Thursday, July 21, 2011

Savaterre (Beechworth)

The drive up to Savaterre is the kind you picture when imagining a special vineyard (maybe you don’t imagine special vineyards or driving up to them, but as a wine tragic it’s a regular day dream of mine). Off the main road you take a left onto a steep dirt track that heads up for a 100 metres or so to the top of a hill, from which you get a glimpse of a pretty special panorama. You then continue along an undulating road for a few more hundred metres, until arriving at the winery and vineyard, where you are presented with a commanding view of the hilly surrounds, including site of the snow-capped Australian Alps in the distance. It almost feels like a Piemonte vista (in a very Australian way). Rather than Nebbiolo, however, it is Pinot Noir and Chardonnay that do the talking here.

Keppel Smith, owner and winemaker, was actually a policeman in the suburb I grew up in as a kid in Sydney. I was a pretty well behaved kid, however, and Lane Cove is a pretty safe and uneventful suburb, so our paths had not crossed until my visit to Savaterre.

In leaving Sydney and pursuing his wine dream, Smith engaged in a search across Australian wine regions for the perfect site to grow Pinot and Chardonnay. In overlaying a soil map with a topographic map, he found his mark in Beechworth. A cool, elevated, south facing site, sitting on buckshot gravel. The land itself had also been been sought out by other winemakers, however, the farmer there had not been willing to leave. Smith, however, managed to convince the farmer to sell his site by letting him keep a corner of the land on which he could continue to run some animals. And so the land was acquired and the Savaterre vineyard planted in 1996, with the first wines being produced from the 2000 vintage.

Since that time both the Chardonnay and Pinot Noir have built up formidable reputations, with the Chardonnay having recently been added to the Langton’s classification. While there I tried the 2008 vintage of both wines.

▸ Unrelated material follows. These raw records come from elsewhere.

PR #639, opened 2026-01-05
Fix missing return type in  `__atomic_load_cap` libcall declaration

jacobpake:
Fixes typo in libcall declaration, should match signature:

```
void *__atomic_load_cap(void *const *ptr, int)
```


davidchisnall (approved):
Ooops, thanks!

The 08 Chardonnay is a good’un. It’s powerful, yet refined. Rich yet textural. It has a lovely nuttiness and excellent length. In the current debate about “natural” wine and levels of winemaker intervention, Smith’s approach is very much one of minimal intervention (without wanting to wear the “natural” tag). A part of that approach is allowing his Chardonnay to run its natural course through 100% malolactic fermentation. He posits that anything less than 100% Malo is interventionist and a move away from a natural expression of site and grape. It’s a view I’m inclined to agree with.

The 08 Pinot is equally impressive. I tried it while at Savaterre and then also had it over a couple of nights once home. It’s made with 100% whole bunch, and results in a beautifully aromatic Pinot Noir. It smells of cherry, five spice, a hint of sweet oak, and some lovely dried herbs. It’s savoury and structured on the palate, with a lovely sense of texture. Without food it might almost appear too savoury and a touch stalky, but with some duck breast it just drinks beautifully. It’s a Pinot that demands good food. There’s some good drive and intensity through the mid-palate, before delivering a long finish. Fine tannins and acidity are all nicely integrated. It’s probably 3-5 years from drinking at its peak, and cork permitting, should age for a number of years after that.

A beautiful site, a winemaker committed to expressing that site, and two very impressive wines. Great stuff.